Is the Fed Asleep at the Wheel?

Jason McDonald talks about whether the US is sleep-walking into a banking crisis, and if the Fed has any idea.

The Fed might be unaware of looming issues in the banking sector. Both the ECB and the Fed talk about stable banking conditions, but beneath the surface in the US, there’s a mix of weak regulation and strange incentives.

It’s fair to question if authorities are too relaxed or if there’s more trouble brewing behind the scenes. Some big banks have already failed, hinting this might just be the start.

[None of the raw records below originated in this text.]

PR #224, opened 2024-06-21
fix recyclable drop

jrvidal:
Fixes a panic I noticed while trying the helix integration. My guess is that:
1. Static storage transitively contains recyclable values.
2. The storage gets dropped at thread exit.
3. Some recyclable value `Drop` impl is called and attempts to access the thread local.
4. And that panics b/c the thread local `Drop` call is ongoing.

### DIFF
--- a/crates/steel-core/src/values/recycler.rs
+++ b/crates/steel-core/src/values/recycler.rs
@@ -72,7 +72,7 @@ macro_rules! impl_recyclable {
 
         impl Recyclable for $t {
             fn put(mut self) {
-                $tl.with(|p| {
+                let _ = $tl.try_with(|p| {
                     let p = p.try_borrow_mut();
 
                     if let Ok(mut p) = p {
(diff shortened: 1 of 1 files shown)


mattwparas:
Did this happen at exit? I must have not run into it myself

Anyway this look good to me

mattwparas (approved):

jrvidal:
> Did this happen at exit? I must have not run into it myself

Yes, it always happened when exiting helix. FWIW I ran your `helix` branch together with the latest `master` from Steel (with some minor modifications to get it to compile).

mattwparas:
I must just be behind then. I'll take a look this weekend

mattwparas:
@jrvidal What were the other issues you had with helix + steel? I'm trying with latest master right now and running into some unexpected behavior with multi arity functions from the built ins

jrvidal:
I just uploaded a couple branches:

https://github.com/jrvidal/helix/tree/mwp-steel-integration-hack
https://github.com/jrvidal/steel/tree/steel-for-helix

I might be able to add more details later.

PR #994, opened 2020-07-21
Verify that crd.projectcalico.org CRDs established

### LINKED ISSUE #934: Canal CNI defective in rare cases
**What happened**:

When installing a KubeOne cluster, in rare cases the Canal CNI pods are shown to be running but not usable. The entire KubeOne installation fails when deploying the machine-controller in this case. Machine-controller and CoreDNS pods stay in pending state due to the following condition:

`Failed to create pod sandbox: rpc error: code = Unknown desc = [failed to set up sandbox container "6675d4875be32a0a78d89e208f3fb61d09b72e597e6565ee14121e69336006f8" network for pod "coredns-6955765f44-pggjl": networkPlugin cni failed to set up pod "coredns-6955765f44-pggjl_kube-system" network: error getting ClusterInformation: resource does not exist: ClusterInformation(default) with error: the server could not find the requested resource (get ClusterInformations.crd.projectcalico.org default), failed to clean up sandbox container "6675d4875be32a0a78d89e208f3fb61d09b72e597e6565ee14121e69336006f8" network for pod "coredns-6955765f44-pggjl": networkPlugin cni failed to teardown pod "coredns-6955765f44-pggjl_kube-system" network: error getting ClusterInformation: resource does not exist: ClusterInformation(default) with error: the server could not find the requested resource (get ClusterInformations.crd.projectcalico.org default)]`

Canal's calico container logs the following error:

`2020-06-24 11:20:44.067 [ERROR][8] client.go 251: Error creating cluster information config ClusterInformation=&v3.ClusterInformation{TypeMeta:v1.TypeMeta{Kind:"ClusterInformation", APIVersion:"projectcalico.org/v3"}, ObjectMeta:v1.ObjectMeta{Name:"default", GenerateName:"", Namespace:"", SelfLink:"", UID:"4e7c4b94-e00d-437b-959a-e277c807caf7", ResourceVersion:"", Generation:0, CreationTimestamp:v1.Time{Time:time.Time{wall:0xbfb4eba303d8c464, ext:6639844301, loc:(*time.Location)(0x2d61840)}}, DeletionTimestamp:(*v1.Time)(nil), DeletionGracePeriodSeconds:(*int64)(nil), Labels:map[string]string(nil), Annotations:map[string]string(nil), OwnerReferences:[]v1.OwnerReference(nil), Initializers:(*v1.Initializers)(nil), Finalizers:[]string(nil), ClusterName:"", ManagedFields:[]v1.ManagedFieldsEntry(nil)}, Spec:v3.ClusterInformationSpec{ClusterGUID:"f1988d2388444411b0bd7f42db3471f8", ClusterType:"k8s,canal,kdd", CalicoVersion:"v3.10.0", DatastoreReady:(*bool)(0xc0002b2973)}} error=resource does not exist: ClusterInformation(default) with error: the server could not find the requested resource (post ClusterInformations.crd.projectcalico.org)`

The CRDs in question are available after this. So this looks like a race condition, caused by CRDs not usable yet when the calico container is started. Deleting the canal pods solves the problem.

Maybe separating the CRD deployment and waiting until it is actually available makes the cluster creation more robust.

Appears occasionally during a `kubeone install`

Might be reinforced by an unresponsive etcd ring due to https://github.com/kubermatic/kubeone/issues/915

KubeOne version (`kubeone version`): v1.0.0-alpha.6
Operating system: CentOS (master)
Operating system you're deploying on: OSX

kron4eg:
Verify that crd.projectcalico.org CRDs established when using Canal CNI

Fixes #934

```release-note
Verify that crd.projectcalico.org CRDs established  when using Canal CNI
```

### DIFF
--- a/pkg/clientutil/crds.go
+++ b/pkg/clientutil/crds.go
@@ -25,7 +25,7 @@ import (
 )
 
 var (
-	CRDNotEstablishedErr = errors.New("crd is not established")
+	ErrCRDNotEstablished = errors.New("crd is not established")
 )
 
 func VerifyCRD(ctx context.Context, client dynclient.Client, crdName string) (bool, error) {
@@ -41,5 +41,5 @@ func VerifyCRD(ctx context.Context, client dynclient.Client, crdName string) (bo
 		}
 	}
 
-	return false, CRDNotEstablishedErr
+	return false, ErrCRDNotEstablished
 }
--- a/pkg/clientutil/crds.go
+++ b/pkg/clientutil/crds.go
@@ -1,0 +1,45 @@
+/*
+Copyright 2020 The KubeOne Authors.
+
+Licensed under the Apache License, Version 2.0 (the "License");
+you may not use this file except in compliance with the License.
+You may obtain a copy of the License at
+
+    http://www.apache.org/licenses/LICENSE-2.0
+
+Unless required by applicable law or agreed to in writing, software
+distributed under the License is distributed on an "AS IS" BASIS,
+WITHOUT WARRANTIES OR CONDITIONS OF ANY KIND, either express or implied.
+See the License for the specific language governing permissions and
+limitations under the License.
+*/
+
+package clientutil
+
+import (
+	"context"
+
+	"github.com/pkg/errors"
+	"k8s.io/apiextensions-apiserver/pkg/apis/apiextensions"
+	dynclient "sigs.k8s.io/controller-runtime/pkg/client"
+)
+
+var (
+	CRDNotEstablishedErr = errors.New("crd is not established")
+)
+
+func VerifyCRD(ctx context.Context, client dynclient.Client, crdName string) (bool, error) {
+	crd := &apiextensions.CustomResourceDefinition{}
+	key := dynclient.ObjectKey{Name: crdName}
+	if err := client.Get(ctx, key, crd); err != nil {
+		return false, err
+	}
+
+	for _, cond := range crd.Status.Conditions {
+		if cond.Type == apiextensions.Established && cond.Status == apiextensions.ConditionTrue {
+			return true, nil
+		}
+	}
+
+	return false, CRDNotEstablishedErr
+}
--- a/pkg/clientutil/crds.go
+++ b/pkg/clientutil/crds.go
@@ -19,7 +19,7 @@ package clientutil
 import (
 	"context"
 
-	"k8s.io/apiextensions-apiserver/pkg/apis/apiextensions"
+	apiextensions "k8s.io/apiextensions-apiserver/pkg/apis/apiextensions/v1beta1"
 	dynclient "sigs.k8s.io/controller-runtime/pkg/client"
 )
 
--- a/pkg/clientutil/crds.go
+++ b/pkg/clientutil/crds.go
@@ -19,27 +19,30 @@ package clientutil
 import (
 	"context"
 
-	"github.com/pkg/errors"
 	"k8s.io/apiextensions-apiserver/pkg/apis/apiextensions"
 	dynclient "sigs.k8s.io/controller-runtime/pkg/client"
 )
 
-var (
-	ErrCRDNotEstablished = errors.New("crd is not established")
-)
+// CRDsReadyCondition generate a k8s.io/apimachinery/pkg/util/wait.ConditionFunc function to be used in
+// k8s.io/apimachinery/pkg/util/wait.Poll* family of functions. It will check all provided GKs (GroupKinds) to exists
+// and have Established status
+func CRDsReadyCondition(ctx context.Context, client dynclient.Client, groupKinds []string) func() (bool, error) {
+	return func() (bool, error) {
+		for _, gk := range groupKinds {
+			crd := apiextensions.CustomResourceDefinition{}
+			key := dynclient.ObjectKey{Name: gk}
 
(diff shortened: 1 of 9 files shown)


pkg/clientutil/wait_pods.go
```diff
@@ -0,0 +1,51 @@
...
+See the License for the specific language governing permissions and
+limitations under the License.
+*/
+
+package clientutil
+
+import (
+	"context"
+
+	"github.com/pkg/errors"
```
xmudrii, line 22: Nit: this should go into a dedicated group.

pkg/clientutil/crds.go
```diff
@@ -0,0 +1,45 @@
...
+See the License for the specific language governing permissions and
+limitations under the License.
+*/
+
+package clientutil
+
+import (
+	"context"
+
+	"github.com/pkg/errors"
```
xmudrii, line 22: Nit: this should go into a dedicated group.

pkg/clientutil/crds.go
```diff
@@ -0,0 +1,45 @@
...
+	"k8s.io/apiextensions-apiserver/pkg/apis/apiextensions"
+	dynclient "sigs.k8s.io/controller-runtime/pkg/client"
+)
+
+var (
+	ErrCRDNotEstablished = errors.New("crd is not established")
+)
+
+func VerifyCRD(ctx context.Context, client dynclient.Client, crdName string) (bool, error) {
```
xmudrii, line 31: Nit: should we call function `CRDEstablished` or something like that to keep the consistency with other functions (e.g. `PodsReady`)?

pkg/templates/machinecontroller/helper.go
```diff
@@ -20,14 +20,13 @@ import (
 	"context"
 	"time"
 
+	clusterv1alpha1 "github.com/kubermatic/machine-controller/pkg/apis/cluster/v1alpha1"
```
xmudrii, line 23: Nit: this should go into the kubermatic group.

pkg/templates/machinecontroller/helper.go
```diff
@@ -62,77 +61,51 @@ func WaitReady(s *state.State) error {
...
 	_ = wait.Poll(5*time.Second, 3*time.Minute, func() (bool, error) {
 		lastErr = VerifyCRDs(s)
 		return lastErr == nil, nil
 	})
+
 	return errors.Wrap(lastErr, "failed waiting for CRDs to become ready and established")
 }
 
 // VerifyCRDs verifies are Cluster-API CRDs deployed
 func VerifyCRDs(s *state.State) error {
```
xmudrii, line 91: I don't like this function's name because it's too similar to `VerifyCRD`.

pkg/clientutil/crds.go
xmudrii, line 31: Why we don't make this function poll for multiple CRDs (i.e. take a slice of names)? I think this is our most common use case, so it would make sense to have such a function.

pkg/clientutil/crds.go
```diff
@@ -0,0 +1,48 @@
...
+			key := dynclient.ObjectKey{Name: gk}
+
+			if err := client.Get(ctx, key, &crd); err != nil {
+				return false, err
+			}
+
+			for _, cond := range crd.Status.Conditions {
+				if cond.Type == apiextensions.Established && cond.Status != apiextensions.ConditionTrue {
+					return false, nil
+				}
```
xmudrii, line 42: I was thinking about this approach and I'm not sure that it's safe at all.

This check assumes that the Established condition always exists on the CRD object, but I'm not sure is that true. If `client.Get` returns the result before CRD controller sets the initial conditions, it maybe could happen that `crd.Status.Conditions` don't contain any Established condition. In that case, this check would pass and the function would return true, while the CRD is not Established.

I believe that the following check would be safer

```suggestion
				if cond.Type == apiextensions.Established && cond.Status == apiextensions.ConditionTrue {
					return true, nil
				}
```

It needs some other changes, as well as, it should be tested.

pkg/clientutil/wait_pods.go
```diff
@@ -0,0 +1,61 @@
...
+
+	for _, pod := range podsList.Items {
+		if pod.Status.Phase != corev1.PodRunning {
+			return false
+		}
+
+		for _, podcond := range pod.Status.Conditions {
+			if podcond.Type == corev1.PodReady && podcond.Status != corev1.ConditionTrue {
+				return false
+			}
```
xmudrii, line 56: Similar to the Established condition, should we check is `ConditionTrue` present and in that case, return true?

pkg/clientutil/crds.go
kron4eg: Changing it to such form means introducing a bug. We want to check all of CRDs, but in this form the first found CRD will report positive on behalf of all CRDs under test.

xmudrii: In our case, I believe something like this would work and not introduce a bug:
```go
var found bool
for _, cond := range crd.Status.Conditions {
    if cond.Type == apiextensions.Established && cond.Status == apiextensions.ConditionTrue {
        found = true
        break
    }
}
if !found {
    return false, nil
}
```

kron4eg: yeah, changed to something similar

PR #1005, opened 2020-07-28
Improve networking

kron4eg:

* Upgrade Canal to v3.15.1
* Make ubuntu 20.04 work unconditionally
* Canal CNI got new MTU field
* Default Canal MTU, taking into account different providers
* Label everything we deploy with "kubeone.io/component: <COMPONENT-NAME>"

Fixes #

```release-note
* Upgrade Canal to v3.15.1
* Make ubuntu 20.04 work unconditionally
* Canal CNI got new MTU field
* Default Canal MTU, taking into account different providers
* Label everything we deploy with "kubeone.io/component: <COMPONENT-NAME>"
```

### DIFF
--- a/pkg/apis/kubeone/types.go
+++ b/pkg/apis/kubeone/types.go
@@ -183,7 +183,7 @@ type CNI struct {
 
 // CanalSpec defines the Canal CNI plugin
 type CanalSpec struct {
-	MTU string `json:"mtu"`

A recent survey on bank lending practices came out, giving us more insight. Looking back, big world recessions often stemmed from wars, pandemics, or banking crises. Whenever there’s a banking crisis, global GDP per person tends to drop by about 4%.

There’s a pattern: after banking crises, banks tighten lending rules. This mostly affects small businesses, as seen in a chart comparing bank usage of the Fed’s help and the tightening of lending standards.

When banks become more cautious, small businesses lose confidence. This leads to less optimism and eventually job cuts, as shown in another chart correlating loan availability with unemployment claims.

The aftermath of banking crises is consistent: stricter lending and less risk-taking. Small businesses suffer the most, and they’re vital for American job creation.

Less credit available means more job losses for businesses. Most real estate lending comes from banks with less than $250 billion in assets. High office vacancy rates at the end of last year hinted trouble, and now commercial real estate is expected to suffer.

Smaller banks don’t have to follow strict liquidity rules like larger ones. They can invest in riskier assets for higher returns. Despite having sizable balance sheets, they’re not considered small banks.

Unlike Europe, the US lacks proper stress tests for interest rate risks. Small banks have stepped up their lending, filling the gap left by stricter regulations on big banks. Their share of total loans and GDP has risen significantly.

The recent survey on bank lending shows a negative trend across all loan types. Banks are tightening standards and seeing weaker demand due to economic uncertainty and higher costs.

Loan terms are getting stricter, and banks are lending less. The charts illustrate this trend for various loan categories, indicating a challenging lending environment.

Looking ahead, banks expect to further tighten standards, citing concerns about loan quality and collateral values. Mid-sized banks are particularly cautious, foreseeing tougher lending conditions.

This paints a bleak picture for the economy, especially for the banking sector, suggesting more challenges ahead.